The 353 Days of UnChristmas

Christmas is well and truly over. But somehow, this year I am struggling to make myself take down the decorations. Maybe it’s because I’m clinging to the Christmas holidays like someone who knows she might drown if she doesn’t keep pummelling the water. Or maybe it’s because it doesn’t really feel like Christmas happened this year.

If I’m honest, it feels like that every year nowadays. I think people go through many stages of Christmas disillusionment – the inevitable Santa Claus discovery, the year that toys and trinkets don’t excite like they used to, the year that Christmas becomes a marker of loneliness. The magic fades over the years, and you are left feeling increasingly dissatisfied. You can eat all the turkey you can muster, stuff yourself with Christmas treats and chocolate, get raging drunk with Granny and Uncle Tom – but the more you try, the bigger the anti-climax.

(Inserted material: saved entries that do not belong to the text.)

PR #1001, opened 2021-11-27
Parsing resolution values in PDB (REMARK 2 and REMARK 3 [new format]) and mmCif

### LINKED ISSUE #1000: Resolution lost in cryo-EM
Several entries have the resolution value set to **99** when obtained from PDB and 0 when obtained from mmCif.

Each was cryo-EM with resolutions in the range 3.35 - 3.8 Å.

4 examples are 
(**3j8h**, **3jaj** (available only in mmCIF).
**6hu9**, **7o3e** (available as PDB files).

By experimenting, I found that 
- The PDB entries have the resolution reported in **REMAK 2** (not parsed at all) and in **REMARK 3** (using a format not recognized by the `PDBFileParser`). --> they are left as the default resolution value (**99**).
- The mmCif entries have the `.` value in the `_refine.ls_d_res_high` field, which indicates that the value [_may be used to identify that there is no appropriate value for the item or that a value has been intentionally omitted_](https://mmcif.wwpdb.org/docs/tutorials/mechanics/pdbx-mmcif-syntax.html#:~:text=A%20period%20(.)%20may%20be%20used%20to%20identify%20that%20there%20is%20no%20appropriate%20value%20for%20the%20item%20or%20that%20a%20value%20has%20been%20intentionally%20omitted.) (I don't know why omitted) --> when the period (`.`) is parsed into `float`, it is wrongly parsed as (**0.0**)

aalhossary:
Apparently it affects only cryo-EM entries.

Partially Fixes #1000 
It fixes the PDBFileParser.
Before fixing the mmCifParser we need first to check whether the files should be remediated or not.

### DIFF
--- a/biojava-structure/src/main/java/org/biojava/nbio/structure/PDBHeader.java
+++ b/biojava-structure/src/main/java/org/biojava/nbio/structure/PDBHeader.java
@@ -580,6 +580,16 @@ public class PDBHeader implements PDBRecord {
 		this.crystallographicInfo = crystallographicInfo;
 	}
 
+	/**
+	 * Returns the resolution (or effective resolution) of the experiment. This is
+	 * related to <code>_refine.ls_d_res_high</code> (DIFFRACTION) or
+	 * <code>_em_3d_reconstruction.resolution</code> (ELECTRON MICROSCOPY) for mmCif
+	 * format, or to <code>REMARK 2</code> or <code>REMARK 3</code> for PDB legacy
+	 * format. If more than one value is available (in rare cases), the last one is
+	 * reported. If no value is available, it defaults to 99.
+	 * 
+	 * @return The reported experiment resolution, 99 if no value is available.
+	 */
 	public float getResolution() {
 		return resolution;
 	}
--- a/biojava-structure/src/main/java/org/biojava/nbio/structure/PDBHeader.java
+++ b/biojava-structure/src/main/java/org/biojava/nbio/structure/PDBHeader.java
@@ -586,9 +586,11 @@ public class PDBHeader implements PDBRecord {
 	 * <code>_em_3d_reconstruction.resolution</code> (ELECTRON MICROSCOPY) for mmCif
 	 * format, or to <code>REMARK 2</code> or <code>REMARK 3</code> for PDB legacy
 	 * format. If more than one value is available (in rare cases), the last one is
-	 * reported. If no value is available, it defaults to 99.
+	 * reported. If no value is available, it defaults to
+	 * {@link #DEFAULT_RESOLUTION} ({@value #DEFAULT_RESOLUTION}).
 	 * 
-	 * @return The reported experiment resolution, 99 if no value is available.
+	 * @return The reported experiment resolution, {@link #DEFAULT_RESOLUTION}
+	 *         ({@value #DEFAULT_RESOLUTION}) if no value is available.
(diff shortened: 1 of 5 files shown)


aalhossary:
I parsed the mmCif data from `_em_3d_reconstruction.resolution` and skipped the `_refine.ls_d_res_high` if it is **not defined**.

biojava-structure/src/main/java/org/biojava/nbio/structure/io/cif/CifStructureConsumerImpl.java
```diff
@@ -831,6 +843,10 @@ public void consumePdbxStructOperList(PdbxStructOperList pdbxStructOperList) {
     public void consumeRefine(Refine refine) {
         for (int rowIndex = 0; rowIndex < refine.getRowCount(); rowIndex++) {
             // RESOLUTION
+        	ValueKind valueKind = refine.getLsDResHigh().getValueKind(rowIndex);
+        	if (ValueKind.NOT_PRESENT.equals(valueKind)) {
```
JonStargaryen, line 847: `if (!ValueKind.PRESENT.equals(valueKind)) {` might be slightly safer here. Possible `ValueKind` values are `PRESENT`, `NOT_PRESENT`, and `UNKNOWN`. The latter 2 would resolve to 0.0 for floats.

JonStargaryen (approved):
Thanks for the changes, LGTM.
1 small remark below.

biojava-structure/src/main/java/org/biojava/nbio/structure/io/cif/CifStructureConsumerImpl.java
aalhossary: Thanks. Done.

aalhossary:
I fixed that. However, there is a new question in #1000 that needs answer before we close that issue and this PR.

aalhossary:
Is it fine now? Shall I merge?

biojava-structure/src/main/java/org/biojava/nbio/structure/PDBHeader.java
```diff
@@ -580,6 +580,16 @@ public void setCrystallographicInfo(PDBCrystallographicInfo crystallographicInfo
 		this.crystallographicInfo = crystallographicInfo;
 	}
 
+	/**
+	 * Returns the resolution (or effective resolution) of the experiment. This is
+	 * related to <code>_refine.ls_d_res_high</code> (DIFFRACTION) or
+	 * <code>_em_3d_reconstruction.resolution</code> (ELECTRON MICROSCOPY) for mmCif
+	 * format, or to <code>REMARK 2</code> or <code>REMARK 3</code> for PDB legacy
+	 * format. If more than one value is available (in rare cases), the last one is
+	 * reported. If no value is available, it defaults to 99.
```
josemduarte, line 589: Nice docs, thanks! It'd be better to point to the variable with `{@value DEFAULT_RESOLUTION}`

josemduarte (approved):
Just one more minor comment. After that it's ok to merge.

biojava-structure/src/main/java/org/biojava/nbio/structure/PDBHeader.java
aalhossary: Done.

Of course, Christmas has famously been a difficult time for me for the past couple of years, and I am getting over that, year by year. I don’t mean to sound too maudlin. But let’s face it – Valentine’s Day is a pushover. Christmas is the hardest time of all, when Christmas movies and songs and pop culture in general push the association of exalted romanticism.

It all looks like a lot more fun now, looking back on it. In a few weeks’ time I will be gazing back with starry nostalgia, picking out the best and most “Christmassy” moments as the pinnacle of my personal happiness and satisfaction with life. But the truth is, Christmas has become somewhat of an ordeal. There is nothing worse than being told you should be happy – there is nothing more assured to make you utterly miserable.

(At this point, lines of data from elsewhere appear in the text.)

PR #13, opened 2021-01-19
Berlin: Centers check marks and makes them actual checks.

MicahZoltu:


MadeofTin (approved):
Cleaver with the : , Thanks for edits.

PR #30, opened 2021-04-15
Add Petersburg Block to aleut genesis.json

ryanschneider:
Without this change Geth gives the error `Fatal: Failed to write genesis block: unsupported fork ordering: petersburgBlock not enabled, but istanbulBlock enabled at 0`


timbeiko:
Closing, swapped `constantinopleFixBlock` for `pertersburgBlock` instead given that Besu supports both.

I’m somewhat uncomfortable that this blog has taken off on such a gloomy note; but there is hopefulness in the air. Every January, between the 10th and the 15th, I feel life trickling back into me again. I pick up where I left off. I realise that I actually am happy; I might not be as ecstatic as all my favourite Christmas movies seem to think I should be, but I am happy.

When I woke up this morning I felt surprised at this glimmer of happiness. And then I felt ashamed at my surprise. Today I will take down the Christmas decorations; I will submit a short story to a competition; I will do the reading for college that I have been avoiding, camel-like; and I will look towards a bright future.

Because, ladies and gentlemen, I have not only survived another Christmas – I even managed to enjoy most of it. And that’s something to be proud of.